Blog Post

Yesterday, the United States Supreme Court held that a False Claims Act (FCA) defendant cannot rely on an objectively reasonable interpretation of a law, regulation, or rule to negate the scienter element of the FCA. In United States ex rel. Schutte v. SuperValu Inc., the Court emphasized the importance of a defendant’s subjective belief in resolving the scienter element. [1] In so doing, the Court has removed a valuable argument from the FCA defense toolkit.

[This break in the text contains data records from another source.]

PR #1699, opened 2021-02-22
JSUI-3190 Only scroll ResultList to top "once" when the page changes

ThibodeauJF:
https://coveord.atlassian.net/browse/JSUI-3190
The scroll to top is a bit confusing, updated the option doc & tests to be more clear.

### DIFF
--- a/src/ui/ResultList/ResultList.ts
+++ b/src/ui/ResultList/ResultList.ts
@@ -252,15 +252,16 @@ export class ResultList extends Component {
     }),
 
     /**
-     * Whether to scroll back to the top of the page when the end-user interacts with a facet.
+     * Whether to scroll back to the top of the page when the end-user:
+     *  - interacts with a facet when [`infiniteScrollContainer`]{@link ResultList.options.infiniteScrollContainer} is set to `true`
+     *  - interacts with the [`Pager`]{@link Pager} component when [`infiniteScrollContainer`]{@link ResultList.options.infiniteScrollContainer} is set to `false`
      *
      * **Note:** Setting this option to `false` has no effect on dynamic facets. To disable this behavior on a `DynamicFacet` component, you must set its own [`enableScrollToTop`]{@link DynamicFacet.options.enableScrollToTop} option to `false`.
      *
      * @availablesince [July 2019 Release (v2.6459)](https://docs.coveo.com/en/2938/)
      */
     enableScrollToTop: ComponentOptions.buildBooleanOption({
-      defaultValue: true,
-      depend: 'enableInfiniteScroll'
+      defaultValue: true
     })
   };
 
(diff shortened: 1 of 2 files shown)


src/ui/ResultList/ResultList.ts
```diff
@@ -320,27 +339,32 @@ export class ResultList extends Component {
...
-    this.setupTemplatesVersusLayouts();
-    $$(this.root).on(ResultLayoutEvents.populateResultLayout, (e, args: IResultLayoutPopulateArgs) =>
-      args.layouts.push(this.options.layout)
-    );
-    this.setupRenderer();
-    this.makeElementFocusable();
-    this.ensureHasId();
+  private addPagerListeners() {
+    this.bind.onQueryState(MODEL_EVENTS.CHANGE_ONE, QUERY_STATE_ATTRIBUTES.FIRST, () => {
+      this.bind.oneRootElement(QueryEvents.deferredQuerySuccess, () => {
```
ThibodeauJF, line 362: not the `oneRootElement` before it was adding a listener on every page change

fbeaudoincoveo (approved):

unitTests/ui/ResultListTest.ts
```diff
@@ -832,59 +833,72 @@ export function ResultListTest() {
...
             jasmine.clock().uninstall();
           });
 
-          it('true, should call the scrollToTop of the ResultListUtils', done => {
-            test = setupResultList();
-            test.cmp.displayMoreResults(50).then(() => {
-              Simulate.query(test.env);
-              jasmine.clock().tick(0);
+          it(`when enableScrollToTop is true and enableInfiniteScroll is false
+          should scroll to top ONCE when page changes and a query is executed`, done => {
```
samisayegh, line 863: Could this description be simplified to `...should scroll to top when the page changes.` I don't understand why `once` is included in caps?

src/ui/ResultList/ResultList.ts
samisayegh: Could we use the same `oneRootElement` when the result list is in infinite scroll mode? If so, then we can extract the listener into a function and reuse it.

samisayegh (approved):

src/ui/ResultList/ResultList.ts
ThibodeauJF: No they're explicitly different, this is why the "ONCE" was in caps in the test 😄

unitTests/ui/ResultListTest.ts
ThibodeauJF: Because it should only be triggered once right after a QSM change for the "first" parameter, and not on subsequent requests

olamothe (approved):

PR #1700, opened 2021-03-01
Add check on min/max slider boundary when there is a discrepancy between query results and state

olamothe:
When there was a specific initial state where the results from the first query would return group by values with a smaller range than what the state (eg: the URL) would already contain, you would get a rendering glitch.

This adds a check with Math.min/Math.max to pick the smallest/largest start/end boundary from state versus group by results returned, respectively.

https://coveord.atlassian.net/browse/JSUI-3193


src/ui/FacetSlider/FacetSlider.ts
```diff
@@ -937,23 +937,45 @@ export class FacetSlider extends Component {
...
+  }
+
+  private getBoundariesFromState() {
+    const stateValues = this.rangeFromUrlState || this.queryStateModel.get(this.rangeQueryStateAttribute);
+    if (!stateValues || stateValues[0] == undefined || stateValues[1] == undefined) {
+      return undefined;
     }
+    return {
+      start: Number(stateValues[0]),
+      end: Number(stateValues[1])
```
samisayegh, line 977: What would happen if the state does not contain a number?

Would it be more robust to cast before comparing the values to `undefined`, and check that they are not a number instead? e.g.

```
if (!stateValues || stateValues.length !== 2) {
    return undefined
}

const start = Number(stateValues[0]);
const end = ...

if (Number.isNaN(start) || ... isNaN(end) {
    return undefined
}

return {start, end}
```

src/ui/FacetSlider/FacetSlider.ts
```diff
@@ -937,23 +937,45 @@ export class FacetSlider extends Component {
...
+    }
+
+    let start = Number(groupByResults.values[0].value.split('..')[0]);
+    let end = Number(groupByResults.values[groupByResults.values.length - 1].value.split('..')[1]);
+
+    const boudariesFromState = this.getBoundariesFromState();
+
+    if (boudariesFromState) {
+      start = Math.min(start, boudariesFromState.start);
+      end = Math.max(end, boudariesFromState.end);
```
samisayegh, line 963: Could there potentially be a UX issue with this change in that, the difference between `min` and `max` will always either stay the same or increase. After a few searches, could the slider range become too wide/sensitive and no longer useful?

samisayegh (approved):

src/ui/FacetSlider/FacetSlider.ts
```diff
@@ -937,23 +937,45 @@ export class FacetSlider extends Component {
...
     const groupByResults = data.results.groupByResults[this.facetQueryController.lastGroupByRequestForFullRangeIndex];
-    if (groupByResults && groupByResults.values.length > 0 && groupByResults.values[0].numberOfResults != 0) {
-      this.setupInitialSliderStateStart(groupByResults.values[0].value.split('..')[0]);
-      this.setupInitialSliderStateEnd(groupByResults.values[groupByResults.values.length - 1].value.split('..')[1]);
+    if (!groupByResults || groupByResults.values.length <= 0 || groupByResults.values[0].numberOfResults == 0) {
+      return;
+    }
+
+    let start = Number(groupByResults.values[0].value.split('..')[0]);
+    let end = Number(groupByResults.values[groupByResults.values.length - 1].value.split('..')[1]);
```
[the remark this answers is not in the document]
olamothe: The returned value from the API is always numeric. In that place in the code, we are strictly dealing with the API response.

The conversion to a date happens later in the codebase.

src/ui/FacetSlider/FacetSlider.ts
olamothe: > Or does the code only run once on page initialization?

It's exactly like. It's the code that runs only when the slider has not been initialized yet. So, only once per page initialization.

In the case of this specific bugfix, it runs when the first query returns, because the start and end are not specified at config time in the HTML.

src/ui/FacetSlider/FacetSlider.ts
olamothe: It could be better yes. 

However, the rest of the code in that file would not survive/everything would blow up if suddenly the API started to return strings for this ;)

I can still change it for this function scope. What do you prefer ?

ThibodeauJF (approved):

src/ui/FacetSlider/FacetSlider.ts
samisayegh: I thought these strings are coming from the url, not from the api? If they are coming from the api, I would not make any changes. If they are coming from the url, and an invalid string crashes the JSUI, I think it would be better if the JSUI could recover.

The FCA imposes liability on those who “knowingly presen[t]…a false or fraudulent claim for payment or approval.” [2] Companies that regularly submit claims to the federal government are familiar with the complex maze of rules and regulations that often govern them. At times, those rules and regulations are drafted in a manner that renders them subject to reasonable alternative interpretations. Ambiguity was particularly relevant for healthcare and healthcare adjacent companies—in this particular case, pharmacies.

The Prior SafeCo Standard

Until yesterday, defendants could seek dismissal of fraud claims based on the absence of scienter by relying on the two-part test codified by the Court in SafeCo Ins. Co. of America v. Burr. [3] That test posed two questions. Did the defendant act consistent with an objectively reasonable interpretation of the law? If “yes,” then the inquiry ended. A dispositive motion could be granted and the defendant could avoid the threat of a jury verdict and the accompanying trebling of damages, plus the prospect of draconian statutory penalties (for additional information on FCA damages, see Akerman’s Health Law Rx Blog Post titled, “The Trebling Effect of (Some) False Claims Act Trials.”). If “no,” then the inquiry shifted to a more fact intensive question. Did the defendant subjectively believe that its actions were consistent with the law? [4] Now, this Safeco standard, contrived by the Court in response to a Fair Credit Reporting Act challenge almost sixteen years ago, [5] is no longer relevant.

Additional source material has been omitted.